Diungkapkan oleh Kades Ahmad Jainuri bahwa terjadinya banjir didesanya sangat berdampak bagi perekonomian warga yang sawahnya terendam sehingga para petani tidak bisa bercocok tanam.

Walaupun satu unit mesin pompa dari Badan Penanggulangan Bencana Daerah (BPBD) Kabupaten Sidoarjo sudah dioperasionalkan untuk mengurangi debit air, namuin tidak berpengaruh banyak.

“Surutnya lama. Begitu surut ditambahi hujan, jadinya banjir lagi,” ungkapnya.

Akibat banjir sudah yang merendam wilayahnya sejak sebulan lalu, banyak warga yang bertahan dirumahnya masing-masing mulai mengeluh gatal-gatal dikakinya dan ada juga yang mengalami diare.

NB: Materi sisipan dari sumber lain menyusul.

PR #1718, opened 2026-08-06
fix(desktop): keep tool phases together across assistant bubbles that render nothing

### LINKED ISSUE #1713: fix(desktop): invisible assistant bubbles split tool activity groups during streaming
During a streaming turn, consecutive tool calls that should present as one activity phase render as several adjacent groups with nothing visible between them. When the turn completes, terminal hydration collapses them into one group ("Ran a command and 6 other tasks"), so the transcript visibly reshuffles at the boundary.

Mechanism (observed in the DOM during a live turn): `groupMessageItems` in `ui/src/MessageList.tsx` breaks an activity phase at any non-activity message — including assistant messages that render as `null` (no text, no sources, no reasoning). The streaming reducer produces such bubbles between tool calls (empty bubbles opened by `turn_started`/resume boundaries, and reasoning-only bubbles whose accordion sits between batches), so a contiguous run of calls is silently split. The hydrated snapshot has no such bubbles, so the groups merge on swap.

Contained fix: when deciding phase boundaries, skip assistant messages that would render nothing — so streamed grouping matches what hydration will later produce. (Reasoning-only bubbles that *do* render still legitimately split a phase; the settled-state disagreement about where reasoning lives is tracked separately.)

Reproduced in the browser UI rig with adjacent `G[Updated a file and 2 other tasks] / G[Run a command and 2 other tasks] / G[Ran a command]` groups merging into `G[Ran a command and 6 other tasks]` at turn end.

abaas-bw:
## Summary

During streaming, consecutive tool calls could render as several adjacent activity groups with nothing visible between them, then merge into one group when the turn completed — the transcript visibly reshuffled at the boundary (observed live in the browser-UI rig: `Updated a file and 2 other tasks` / `Run a command and 2 other tasks` / `Ran a command` collapsing into `Ran a command and 6 other tasks`; DOM dumps in #1713).

Cause: `groupMessageItems` ends an activity phase at any non-activity message, including assistant bubbles that render `null` (no text, no sources, no reasoning) — which the live reducer produces at turn-start and interrupt/resume boundaries. The hydrated snapshot has no such entries, so the streamed splits merge on swap.

Phase collection now swallows an invisible assistant bubble when activity continues past it. A trailing empty bubble (the response about to stream) deliberately stays outside the phase so its first characters don't move a group boundary. Purely a renderer change; hydrated transcripts are unaffected (they contain no empty bubbles).

Closes #1713.

## Testing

“Untuk itu, kami sangat berharap agar Pemkab Sidoarjo segera turun tangan untuk memberikan bantuan obat-obatan, seperti salep gatal serta obat diare,” ujarnya.

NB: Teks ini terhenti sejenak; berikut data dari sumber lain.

PR #1739, opened 2026-08-06
feat(server): wire the Docker execution provider into selection

naingthet:
Stacked on #1737 (base is that branch; retarget to `main` once it lands).

## What

Makes the container backend selectable: it joins `EXECUTION_PROVIDERS`, gets an arm in `resolve()`, and reports readiness through the same single availability decision every other provider uses. The desktop picker, the per-provider availability list, and the status headline are all driven by that list, so they pick it up without further wiring.

Readiness comes from the backend's own probe rather than a credential check — the two reasons it can be unavailable are "no runtime installed" and "runtime installed, daemon not answering", and the panel's sentences say which fix applies. It needs no credential, so it does not appear among the key slots, and it is never a default selection.

## Egress — the part to read

The configured egress policy is **not** passed to this adapter. Nothing in it would enforce one, and accepting the policy would imply otherwise. The enforcement disclosure gets a new status, `not_enforced`, rather than reusing `unconfirmed`: that one means a policy *was* sent and its effect is unproven, which is a different claim.

Concretely: a conversation whose network is set to off or package-managers-only gets no enforcement when it runs on this backend. The settings row states that in the strongest tone the list has (critical badge, "This backend applies no network restriction, so a conversation's network setting does not reach it"), and the docs carry the same statement. The chat default is `Open`, so this is not a silent downgrade of the common case, but it is a real gap for anyone who narrowed it.

The obvious next slice — `--network none` for an `Off` policy, and a proxy or allowlist beyond that — is deliberately not in this change, and the pooled session already fingerprints its egress shape, so adding it later replaces stale containers rather than reusing them.

## Detached admission

The container exec backend is not the sandbox-agent container tier; running `docker exec` establishes none of the preconditions a detached background run needs. Its admission row therefore lists every precondition as missing, exactly like E2B's and Daytona's. The two tiers sharing a runtime (and an image) is precisely why the docs now spell out that they are unrelated.

## Tests

One assertion added to the existing enforcement-honesty test: the Docker row must be `not_enforced` with its gap stated and no requirement. That is the guard against the tempting future edit — passing the configured egress into the adapter and letting the row read as enforced without the container enforcing anything. One existing wire-shape assertion updated for the fourth provider row.

Verified locally: `cargo check --workspace --locked` (no lockfile change), the full `openwave-server` lib suite, clippy on `openwave-code-execution` and `openwave-server` with `-D warnings`, and `tsc` plus `vitest` (813 tests) in the desktop UI.

### DIFF
--- a/crates/openwave-desktop/ui/src/generated/wire.ts
+++ b/crates/openwave-desktop/ui/src/generated/wire.ts
@@ -926,7 +926,7 @@ export type EgressConfig = { "mode": "open" } | { "mode": "allowlist", domains: 
  * says a vendor's mechanism leaves a general-purpose destination reachable,
  * the surface must not present it as a full boundary.
  */
-export type EgressEnforcementStatus = "boundary" | "conditional_boundary" | "applied_with_gaps" | "unconfirmed";
+export type EgressEnforcementStatus = "boundary" | "conditional_boundary" | "applied_with_gaps" | "unconfirmed" | "not_enforced";
 
 /**
  * The execution backend that ran a command, as a closed vocabulary.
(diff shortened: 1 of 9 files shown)


naingthet:
Deferred follow-up for the egress gap: #1740.

PR #1790, opened 2026-08-07
feat(gateway): route models by synced protocol

### LINKED ISSUE #1651: Surface a gateway's OpenAI-protocol models
`sync_models` deliberately syncs only the `anthropic_messages` subset of a gateway's entitled models, because gateway inference runs over the Anthropic-compatible surface. Models a deployment serves only over an OpenAI-compatible protocol never reach the picker.

Surfacing them means routing gateway inference per model protocol: sync the protocol field with each entitled model and have the gateway route pick the matching adapter/surface. Router + adapter work; separate decision from the capability-inheritance slice (#1648).

naingthet:
## Summary

- sync the complete gateway entitlement list and persist each model’s inference protocol
- keep the public `model_gateway::<id>` namespace while selecting an Anthropic Messages or OpenAI Chat Completions adapter per model
- route OpenAI-protocol models through `/compat/openai/v1/chat/completions` with the same rotating `llm` bearer and conversation attribution used by the Anthropic gateway route
- preserve pre-protocol snapshots as Anthropic-only and keep unsupported future protocols out of the routable snapshot

## Why

Gateway model sync previously requested only the `anthropic_messages` subset, so models available exclusively through the gateway’s OpenAI-compatible surface never reached the picker. A single concrete gateway adapter also could not safely serve models with different wire protocols.

## Verification

- `cargo fmt --all --check`
- `cargo clippy -p openwave-router -p openwave-connectors -p openwave-server --all-targets --locked -- -D warnings`
- `cargo test -p openwave-router --locked` (119 unit tests + 4 replay contracts)
- `cargo test -p openwave-connectors --locked` (20 tests)
- `cargo test -p openwave-server gateway_runtime::tests --locked` (21 tests)
- `cargo test -p openwave-server a_managed_profile_offers_only_the_gateway_route --locked`
- `cargo test -p openwave-server a_pre_protocol_gateway_snapshot_keeps_its_anthropic_route --locked`

No tests were removed. The running desktop app was not driven against a live gateway; request routing, credentials, headers, sync, and compatibility behavior are covered by in-process boundary tests.

Closes #1651

### DIFF
--- a/crates/openwave-connectors/src/gateway.rs
+++ b/crates/openwave-connectors/src/gateway.rs
@@ -149,6 +149,14 @@ pub struct GatewayIdentity {
 #[derive(Debug, Clone, PartialEq, Eq, Deserialize)]
 pub struct GatewayModel {
     pub id: String,
+    /// The gateway inference protocol this model is served through.
+    ///
+    /// Older gateways exposed only Anthropic Messages and omitted the field,
+    /// so absence preserves that route. Newer deployments report their exact
+    /// protocol (`anthropic_messages` or `openai_chat_completions`) so clients
+    /// can select the matching compatibility surface.
+    #[serde(default = "default_gateway_model_protocol")]
+    pub protocol: String,
     /// The provider-side id this deployment routes to, when it differs from
     /// `id` — a deployment alias such as `us.anthropic.claude-opus-5` behind
     /// the gateway id `anthropic-us-claude-opus-5`. Optional because gateways
@@ -160,6 +168,10 @@ pub struct GatewayModel {
     pub max_output_tokens: Option<i64>,
     pub supports_tools: bool,
     pub supports_vision: bool,
+}
+
+fn default_gateway_model_protocol() -> String {
+    "anthropic_messages".to_string()
 }
 
 /// One entitled connected app from `/api/v1/cli/apps`: the apps the user
@@ -454,7 +466,8 @@ impl GatewayAuth {
     }
 
     /// The models the authenticated user may invoke, optionally filtered to
-    /// one inference protocol (`anthropic` / `openai`).
+    /// one inference protocol (`anthropic_messages` /
+    /// `openai_chat_completions`).
     pub async fn models(
         &self,
         access_token: &str,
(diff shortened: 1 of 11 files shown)


naingthet (commented):
Review outcome: 1 actionable finding.

- **Medium — opt the gateway OpenAI route into streamed usage** (`crates/openwave-router/src/router.rs:374-376`, `crates/openwave-router/src/openai_compat.rs:121-126`). `ModelGatewayOpenai` is constructed with `OpenAiCompatProvider::compatible`, so its `provider_id` remains `openai_compatible`; `stream()` only adds `stream_options: {"include_usage": true}` for the `openai` id. Under the Chat Completions streaming contract, the `usage` field is only present when that option is requested, so standards-compliant gateway responses will complete normally while every OpenAI-protocol gateway turn records zero input/output tokens in OpenWave. Add an explicit gateway usage opt-in (without enabling it for arbitrary compatible endpoints) and extend the captured-request test to assert the request body.

Validated exact head `a7938c863d5d0b9f19ea7870957bd2da57f3e7fc` against current `origin/main`; focused routing, dynamic-token/header, sync/persistence, and legacy-snapshot tests pass. I found no other actionable problems in protocol selection, token refresh/attribution, persisted backward compatibility, cross-provider flattening, or error sanitization.

naingthet:
Resolved review 4883856652 in `33c604e3`: `ModelGatewayOpenai` now explicitly opts into Chat Completions streamed usage, while arbitrary `openai_compatible` routes continue to omit `stream_options`. The gateway captured-request test now runs through the composite router and asserts `stream_options.include_usage == true` for the gateway request and absence for the direct compatible request. Validated with router tests (119 unit + 4 replay contracts), 21 gateway runtime tests, focused request capture, `cargo fmt --all --check`, `cargo check -p openwave-router --locked`, and combined router/connectors/server clippy with warnings denied.

naingthet (commented):
CLEAN — no actionable findings.

Round-2 independent review covered exact PR head 33c604e35e4eb2fb97954d52aff40960e5c2c2b9 against current origin/main 9163076feff7dd033bc532cb397730cc4e59b8c1. The follow-up correctly makes streamed usage an explicit adapter capability: ModelGatewayOpenai opts into stream_options.include_usage, arbitrary openai_compatible endpoints remain opted out, and the captured-request regression now exercises the composite router while asserting the gateway path, rotating bearer, conversation header, and request body.

I re-inspected the full PR for per-model protocol sync and routing, public model_gateway namespace selection, token/conversation attribution, snapshot backward compatibility, flatten-on-switch behavior, error sanitization, and test value. Verification passed: clean synthetic merge tree; cargo fmt --all --check; all openwave-router tests (119 unit + 4 replay contracts); all openwave-connectors tests; all 21 gateway_runtime tests; and the pre-protocol snapshot compatibility test.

Sementara itu, Agus Hidayat Kepala Bidang Operasional dan Pemeliharaan Dinas Pekerjaan Umum dan Penataan Ruang (Kabid O&P PUPR) Kabupaten Sidoarjo menjelaskan bahwa ada beberapa titik yang mengalami genangan dan pihaknya segera menurunkan petugas untuk mengecek kondisi dilapangan.

“Cek avfour Porong dulu, jika air tidak tinggi bisa dilakukan pemompaan,” jelasnya.

Diterangkan oleh Agus Hidayat bahwa banjir yang sering terjadi diwilayah selatan Kabupaten Sidoarjo disebabkan oleh dua hal, yaitu volume air sungai yang penuh karena pendangkalan dan air kiriman dari Kabupaten Pasuruan.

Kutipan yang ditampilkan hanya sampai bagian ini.